From the main street, you enter a pub which is essentially open plan, but where walls and baffles create a series of distinct areas, each with a genuine feeling of intimacy. They are wrapped around a long central bar which is dominated by three handpumps dispensing well-kept real ale, and throbs with the sociable chatter of village life. Yorkshire-brewed Black Sheep has a permanent place on the bar, augmented by two guest ales which change regularly.

Ian is also re-establishing the pub’s reputation for good food, with quality pub meals served all day five days a week and a traditional carvery on Sunday afternoons.

The menu touches all of the major bases – steaks, seafood, pasta, pies, curries, salads – and impressed by the selection we decide to push the boat out with starters.

This decision proves a little over-ambitious, given the size and scale of the portions here. I start with a mound of big juicy mushrooms, which have been spread generously across a giant slab of ciabatta and bathed in a rich and creamy garlic sauce. In many pubs this would quality as a main course in its own right.

My partner’s proves the lighter option, a seabass steak which has been imaginatively served with a Caesar salad and slices of crispy bacon. Both are just £4.25, establishing credentials of both quality and value for money which continue into the main courses.

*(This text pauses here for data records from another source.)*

PR #2272, opened 2025-10-08
Update the soil-creep parameter in DepthDependentLinearDiffuser

### LINKED ISSUE #2258: Correct parameterization of DepthDependentLinearDiffuser
The `DepthDependentLinearDiffuser` uses the sediment-flux law of Johnstone and Hilley (2015), which looks like:

$$
\mathbf{q}_s = -K H_* (1 - e^{-H/H_*}) \nabla \eta
$$

Here $\eta$ is ground-surface height, $H$ is soil thickness, and $H_*$ is a characteristic soil thickness parameter. The unit soil flux $\mathbf{q}_s$ should have dimensions of length squared per time. Hence $K$ is a transport coefficient with dimensions of length per time.

However, the component's documentation describes $K$ as a diffusivity, implying units of length *squared* per time. In fact, the effective diffusivity should be $KH_*$.

Either the documentation or the calculation need to be corrected. Correcting the documentation would seem to be the preferred choice to preserve backward compatibility.

However, the name of the rate coefficient parameter, `linear_diffusivity`, implies L$^2$/T even if the documentation describes it otherwise. Therefore, it would be best to change the parameter name. However, that too would break compatibility. Here's one potential solution:

1. Change the function signature from

`(self, grid, linear_diffusivity=1.0, soil_transport_decay_depth=1.0)`

to

`(self, grid, soil_creep_coefficient=None, soil_transport_decay_depth=1.0, linear_diffusivity=None)`

2. If no value is given for `soil_creep_coefficient`, but a value for `linear_diffusivity` has been passed, use the latter.

3. If a value is passed for `linear_diffusivity` (whether or not there's also one for `soil_creep_coefficient`), issue a deprecation warning.

4. If no values for either `soil_creep_coefficient` or `linear_diffusivity` are given, use the current default value of 1.0 for `soil_creep_coefficient`.

5. Correct the documentation, and add a note to the effect that `linear_diffusivity` is now deprecated.

6. In the next major release after this change has been introduced, remove `linear_diffusivity`.
 
I think this should take care of cases with no arguments given (keeps the current defaults), positional arguments given (uses the correct thing in the position previously held by `linear_diffusivity`), and keyword arguments given.

What do @nicgaspar @loroberge @mcflugen think of this as a solution?

gregtucker:
## Pull Request Checklist

---

## Description

In the `DepthDependentLinearDiffuser` component, the name of the parameter that represents the coefficient for soil creep was misleading. It was previously called `linear_diffusivity`, implying that it is the commonly used "hillslope diffusion" parameter, with dimensions of length squared per time. In fact, however, the creep equation is formulated with a coefficient that has units of length per time:

qs = K H* (1 - exp(-H / H*)) S

where qs is creep flux in L^2/T, H* is a characteristic soil depth, and S is downward-positive gradient. Therefore K has dimensions of length per time. In this formulation, the classic "geomorphic diffusivity" is K time H*. 

This PR fixes the problem as suggested in Issue #2258. The `linear_diffusivity` parameter is now deprecated in favor of a `soil_transport_velocity` parameter, and the header documentation in the component's docstring is updated to reflect the correct math. This change should not have any effect on legacy code, and should be fully backward compatible.

## Related Issues

Closes #2258

### DIFF
--- a/src/landlab/components/depth_dependent_diffusion/hillslope_depth_dependent_linear_flux.py
+++ b/src/landlab/components/depth_dependent_diffusion/hillslope_depth_dependent_linear_flux.py
@@ -218,18 +218,29 @@ class DepthDependentDiffuser(Component):
 
         # Store grid and parameters
         if linear_diffusivity is not None:
-            print(
-                deprecation_message(
-                    "Use of linear_diffusivity is deprecated, because the name is"
-                    " misleading: it is actually a velocity; diffusivity is obtained"
-                    " by multiplying by soil transport decay depth. Use"
-                    " soil_transport_velocity instead."
+            if soil_transport_velocity is not None:
+                print(
+                    deprecation_message(
+                        "Both 'linear_diffusivity' (deprecated) and"
+                        " 'soil_transport_velocity' were provided."
+                        " Ignoring 'linear_diffusivity' and using"
+                        " 'soil_transport_velocity' instead.",
+                    )
                 )
-            )
-            if soil_transport_velocity is None:
+            else:
+                print(
+                    deprecation_message(
+                        "Use of linear_diffusivity is deprecated, because the name is"
+                        " misleading: it is actually a velocity; diffusivity is obtained"
+                        " by multiplying by soil transport decay depth. Use"
+                        " soil_transport_velocity instead."
+                    )
+                )
                 soil_transport_velocity = linear_diffusivity
-        elif soil_transport_velocity is None:
+
+        if soil_transport_velocity is None:
             soil_transport_velocity = 1.0
+
         self._K = soil_transport_velocity
         self._soil_transport_decay_depth = soil_transport_decay_depth
 


src/landlab/components/depth_dependent_diffusion/hillslope_depth_dependent_linear_flux.py
```diff
@@ -190,21 +195,40 @@ class DepthDependentDiffuser(Component):
...
         ----------
         grid: ModelGrid
             Landlab ModelGrid object
-        linear_diffusivity: float
+        soil_transport_velocity : float, optional
+            Coefficient for soil creep speed, m/yr (default 1.0)
+        soil_transport_decay_depth: float, optional
+            Characteristic transport soil depth, m (default 1.0)
+        linear_diffusivity: float, DEPRECATED
             Hillslope diffusivity, m**2/yr
```
mcflugen: Let's move the DEPRECTED tag into the description.



```
        linear_diffusivity: float, optional
            **DEPRECATED**. Hillslope diffusivity, m**2/yr
```

src/landlab/components/depth_dependent_diffusion/hillslope_depth_dependent_linear_flux.py
```diff
@@ -190,21 +195,40 @@ class DepthDependentDiffuser(Component):
...
 
-        self._K = linear_diffusivity
+        # Store grid and parameters
+        if linear_diffusivity is not None:
+            message = """Use of linear_diffusivity is deprecated, because the
+                         name is misleading: it is actually a velocity;
+                         diffusivity is obtained by multiplying by soil
+                         transport decay depth. Use soil_transport_velocity
+                         instead."""
+            print(deprecation_message(message))
```
mcflugen:
```python
print(
    deprecation_message(
      "Use of linear_diffusivity is deprecated, because the"
      " name is misleading: it is actually a velocity;"
      " diffusivity is obtained by multiplying by soil"
      " transport decay depth. Use soil_transport_velocity"
      " instead."
    )
)
```

PR #2304, opened 2025-11-05
Channel network grid tools 2

keckje:
## Pull Request Checklist

---

## Description

this pull request adds the map_rmg_nodes_to_nmg_links function to the channel_network_grid_tools.py utility

map_rmg_nodes_to_nmg_links maps the nodes representing the channel location in a DEM to the closest network model grid location. Network model grid location is described in terms of link id and distance down link, measured from the inlet (tail) node of the link.

---


src/landlab/utils/channel_network_grid_tools.py
```diff
@@ -329,9 +330,172 @@ def map_nmg_links_to_rmg_coincident_nodes(
...
+        return _dist_func(xc, row["x"], yc, row["y"])
+
+    link_ = []
+    for n in rmg_nodes:  # for each rmg node
+        xc = grid.node_x[n]
+        yc = grid.node_y[n]
+        # compute the distance to all link coincident rmg nodes
+        dist = nmg_link_to_rmg_coincident_nodes_mapper.apply(
+            lambda row: dist_between_nmg_and_rmg_nodes(row, xc, yc), axis=1
+        )
```
mcflugen, line 456: Instead of looping over all of the rows of the dataframe, I think the following, or something along these lines should be much faster,

```python
x = nmg_link_to_rmg_coincident_nodes_mapper["x"].to_numpy()
y = nmg_link_to_rmg_coincident_nodes_mapper["y"].to_numpy()

dist = np.hypot(x - xc, y - yc)
```

src/landlab/utils/channel_network_grid_tools.py
```diff
@@ -329,9 +330,172 @@ def map_nmg_links_to_rmg_coincident_nodes(
...
+        # pick closest coincident node and corresponding link
+        # if more than one (which can happen because the confluence between two
+        # links overlay the same node), pick link with largest contributing area
+        mask = dist == dist.min()
```
mcflugen, line 460: I think you can use `np.argmin(dist)` to directly get the index of the closest node. For ties, you could use `dist == dist[idx]` and then select the nodes with the largest drainage areas.

src/landlab/utils/channel_network_grid_tools.py
```diff
@@ -329,9 +330,172 @@ def map_nmg_links_to_rmg_coincident_nodes(
...
+        dist_min_links = nmg_link_to_rmg_coincident_nodes_mapper[
```
mcflugen, line 461: I'm not totally sure what's happening here but, I think, a new dataframe is being created every iteration, which seems like it could be quite slow. It seems like this and the rest of this loop could be converted to use just numpy arrays.

mcflugen (commented):
I have a few initial comments on the `map_rmg_nodes_to_nmg_links` function. Basically, I think we should be able to rewrite it to use numpy arrays instead of pandas dataframes. That should speed things up considerable and make it a easier to follow.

For me it’s the pie, obviously – lots of hearty chunks of steak in a rich meaty gravy, all wrapped in a shortcrust pastry (£9.95) and served with a bowl of carrots, peas, crunchy kale, and a mound of chips.

Not uncharacteristically, my partner goes straight for the rump. This juicy 8oz steak (£12.95) comes with salad, tomatoes, mushrooms, chips, and giant onion rings and defeats her utterly.

A brace of old school desserts – brownies and sticky toffee pudding – are served at the next table, but the relentless onslaught of those first two courses ensures that we opt instead for coffees instead, before staggering out to the car park for the drive back to West Yorkshire.

Over coffee, Ian joins us for a chat. “I grew up in the village. I used to help out here, and I have been after it for about 15 years. I’ve been in here about three months now.”

He already runs the entertainment-oriented Bay Horse at nearby Stamford Bridge, and though he has begun to put on live acts at the Wenlock, the two pubs will remain quite different, this one very much focussed on the food. “I’m enjoying this different challenge,” he tells me.

Ian’s parents still live nearby, and he has been working hard to garner greater public support for the pub. There’s a quiz on Wednesdays, good value lunches for senior citizens during the week, and he has tapped into the local talent in order to showcase some live music acts too: “There are quite a few guys in the village who are in bands, so we’re given them a place where they can play.”

Future plans include establishing an inflatable indoor play area in the function room, to attract more young families along.

And for all that the food and beer will play a big part in the Wenlock’s resurgence, it is this strategy of getting the village onside, and bringing in customers from wider afield, which will be crucial to its long term success.

As Ian says: “It’s the people who make it work.”

FACTFILE

Name: The Wenlock Arms

Opening Hours: Noon-midnight daily

Beers: Black Sheep (£3.20) plus two guest ales at around £3.20. Also Carling (£3.30), Coors (£3.35), Stella Artois (£3.70), Guinness (£3.50), Carling cider (£3.50)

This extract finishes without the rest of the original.